▶ **EXERCISE OBJECTIVE**
Check each line of the records below and collect those holding "fileName".

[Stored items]
PR #2659, opened 2019-10-08
Make shiny.autoload.r default to TRUE

wch:
Do not merge yet -- this still needs a NEWS item, which I'll add after Shiny 1.4.0 is on CRAN and the RC branch has been merged.

### DIFF
--- a/R/app.R
+++ b/R/app.R
@@ -147,7 +147,7 @@ shinyAppDir_serverR <- function(appDir, options=list()) {
   # change on disk, or are created, or are removed.
 
   # In an upcoming version of shiny, this option will go away and the new behavior will be used.
-  if (getOption("shiny.autoload.r", FALSE)) {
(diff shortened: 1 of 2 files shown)


R/app.R
```diff
@@ -350,7 +356,7 @@ shinyAppDir_appR <- function(fileName, appDir, options=list())
   fullpath <- file.path.ci(appDir, fileName)
 
   # In an upcoming version of shiny, this option will go away and the new behavior will be used.
```
trestletech: Stale comment.

riccardoporreca:
@wch, is it too late to mention this in the NEWS.md for shiny 1.5.0?

From a comment above it looks that was the intention and if still possible I believe it would indeed deserve an explicit entry (at least it would have helped me a lot figuring out an issue I had after updating shiny :smiley: )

▶ **WRITTEN REPLY**
@@ -350,7 +356,7 @@ shinyAppDir_appR <- function(fileName, appDir, options=list())
   fullpath <- file.path.ci(appDir, fileName)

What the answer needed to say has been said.